Issue #20588, opened 2018-04-02
STYLE: Add additional flake8 plugins


jschendel:
xref https://github.com/pandas-dev/pandas/pull/20563#issuecomment-377648415

Might be nice to add some additional `flake8` plugins to check various things:
  - Enforce using new-style classes?
     - The [hacking](https://github.com/openstack-dev/hacking) package looks to do this (cc @mroeschke)
     - Added a related check to `lint.sh` in #20563, which can be removed if this is added
  - Enforce PEP8 naming conventions for classes?
    - Doesn't look like this is currently enforced

Any other ideas are welcome.

TomAugspurger:
Import order :)

Linters for the docstrings and code sections of the prose docs (flake8 or otherwise) would be great.

jbrockmendel:
Couple of options for import order.
https://pypi.org/project/flake8-imports/
https://pypi.org/project/flake8-isort/
https://github.com/PyCQA/flake8-import-order  <-- tentatively looks like the best bet, need to figure out the config options

Docstrings (@datapythonista I'm going to back you up whatever your opinion is on this one)
https://pypi.org/project/flake8-docstrings/  <-- wraps pydocstyle
https://pypi.org/project/flake8-rst-docstrings/  <-- wraps docutils

Misc
https://pypi.org/project/flake8-self/  <-- check for private variable access
https://pypi.org/project/flake8-pep3101/  <-- old-style string formatting (514 hits ATM)
https://pypi.org/project/flake8-builtins/    <-- check for overriding built-in names
https://pypi.org/project/flake8-comprehensions/  <-- list/set/dict comprehensions (or do we already lint for that well enough?)

mroeschke:
+1 for flake8-comprehensions. Would close #18464 and replace some ad hoc regexes to check for unnecessary comprehensions.

jbrockmendel:
We've pushed pretty far down this road, and have been implementing custom linting for a while.  Is there anything else to do here, or closeable?

MarcoGorelli:
IMO this can be closed, any extra plugins can be discussed individually

Issue #11954, opened 2016-01-04
Style: removing unnecessary usages of `\` from the codebase


wesm:
I've found that using parentheses (which allow for automatic continuation) instead of `\` results in a lot more readable code. The lone exception is using `\` with long strings and avoiding a line break at the start of the string.

Worse:

```
return GOOOOOOOOOOOOOOOOOOOOOOOOOOOOOOD and LET and THE and HATE and FLOW\
    and THROUGH and YOU
```

Better:

```
return (GOOOOOOOOOOOOOOOOOOOOOOOOOOOOOOD and LET and THE and HATE and FLOW
        and THROUGH and YOU)
```

OK:

```
return """\
GOOOOOOOOOOOOOOOOOOOOOOOOOOOOOOD and LET and THE and HATE and FLOW
and THROUGH and YOU"""
```

jorisvandenbossche:
xref https://github.com/pydata/pandas/pull/11951#issuecomment-168562469

rockg:
Part of the underlying issue here is some editors nowadays (e.g., pycharm) have automatic behavior when it comes to continuation and uses '\' continuation by default.

wesm:
Can that be disabled?

rockg:
There's an automatic wrap option that will wrap lines automatically with '\' but if the statement was started with '(' then it will wrap without '\'.  If one does not wrap automatically then the syntax is up to the user.  If a portion of the statement is moved to the next line then '\' is used if not already wrapped in '()'.  There is no way to add '()' to these statements by default but this should probably be an editor option.  PyDev has no such behavior and relies on the user putting in the appropriate continuation and I'm unsure of other editors.

rockg:
So, I think if people get in the habit of using '()' at the outset the editor continuation won't be an issue.

jbrockmendel:
@jorisvandenbossche does `black` take care of this for us?

jorisvandenbossche:
For cases in python code, yes. So I think we can close this. 
There are some cases in docstrings where we still need it (but that's not the cases discussed above I think)

PR #22075, opened 2018-07-27
CLN/STYLE: Lint comprehensions

### LINKED ISSUE #18464: STYLE: Lint for comprehensions that use the list/set/dict functions
xref #18383

Ideally comprehensions should follow the general pattern:

`list(x for x in iterator)` --> `[x for x in iterator]`
`set(x for x in iterator)` --> `{x for x in iterator}`
`dict((x,x) for x in iterator)` --> `{x: x for x in iterator}`

Adding a lint check for the prior pattern in `ci/lint.sh` would be great.

mroeschke:
- [x] closes #18464
- [x] tests added / passed

Using flake8-comprehensions (xref https://github.com/pandas-dev/pandas/issues/20588#issuecomment-405057018) to lint for unnecessary comprehensions. I just added this to the 2.7-travis build since it appears to be our linting build.


jbrockmendel:
Syntax error in one of the edits.  +1 on the concept.

ci/travis-27.yaml
```diff
@@ -9,6 +9,7 @@ dependencies:
   - fastparquet
   - feather-format
   - flake8=3.4.1
+  - flake8-comprehensions
```
jreback: need to add this to the dev deps as well

jbrockmendel:
Tons of flake complaints, may need to implement gradually.

jbrockmendel:
Now it’s mostly upset about lambdas.  OTOH it’s reassuring to see mine isn’t the only PR that pytables is messing up.

mroeschke:
Is there a predefined set of lint codes we ignore?

I am a little puzzled why these lint checks now started to fire; I figure it has something to do with the scope of checks when `--ignore` is specified.

jbrockmendel:
> Is there a predefined set of lint codes we ignore?

in setup.cfg

jbrockmendel:
Possibly for the while-were-at-it pile: 

#11954 checks for unnecessary backslashes (could this be done with just a grep?)
Enable checks for bare “except:” statements in a subset of files and gradually expand?

jreback:
we have a fixed version of flake8 (an open issue about this too) - which doesn’t check bare excepts

jreback:
pls rebase

mroeschke:
The travis failure is from the reoccuring `ResourceWarning` that appears in `test_dialect_conflict`

jreback:
thanks @mroeschke 

if you think need to open additional issues for the skipped pep codes, pls do. alternatively maybe just add some docs on them on why we need to keep them there (e.g. so next person isn't wondering why those particular codes).

ci/lint.sh
```diff
@@ -10,42 +10,42 @@ if [ "$LINT" ]; then
...
-    flake8 pandas --filename=*.py --exclude pandas/_libs/src
+    flake8 pandas --filename=*.py --exclude pandas/_libs/src --ignore=C405,C406,C408,C409,C410,E402,E731,E741,W503
     if [ $? -ne "0" ]; then
         RET=1
     fi
     echo "Linting *.py DONE"
 
     echo "Linting setup.py"
-    flake8 setup.py
+    flake8 setup.py --ignore=C405,C406,C408,C409,C410,E402,E731,E741,W503
```
jreback: e.g. here if you'd document why these codes (general comments are enough), though if specific ones *can* be removed pls do that. also *maybe* want to add these to ``setup.cfg`` ?

ci/environment-dev.yaml
```diff
@@ -6,6 +6,7 @@ dependencies:
   - Cython>=0.28.2
   - NumPy
   - flake8
+  - flake8-comprehensions
```
jreback: I think need to run and commit scripts/convert_deps.py to have requirements_dev.txt updated. can you PR that?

**Work item:**
Each line that holds the string "next" is to be copied from the entries above.

**Reply to the exercise:**
There's an automatic wrap option that will wrap lines automatically with '\' but if the statement was started with '(' then it will wrap without '\'.  If one does not wrap automatically then the syntax is up to the user.  If a portion of the statement is moved to the next line then '\' is used if not already wrapped in '()'.  There is no way to add '()' to these statements by default but this should probably be an editor option.  PyDev has no such behavior and relies on the user putting in the appropriate continuation and I'm unsure of other editors.
if you think need to open additional issues for the skipped pep codes, pls do. alternatively maybe just add some docs on them on why we need to keep them there (e.g. so next person isn't wondering why those particular codes).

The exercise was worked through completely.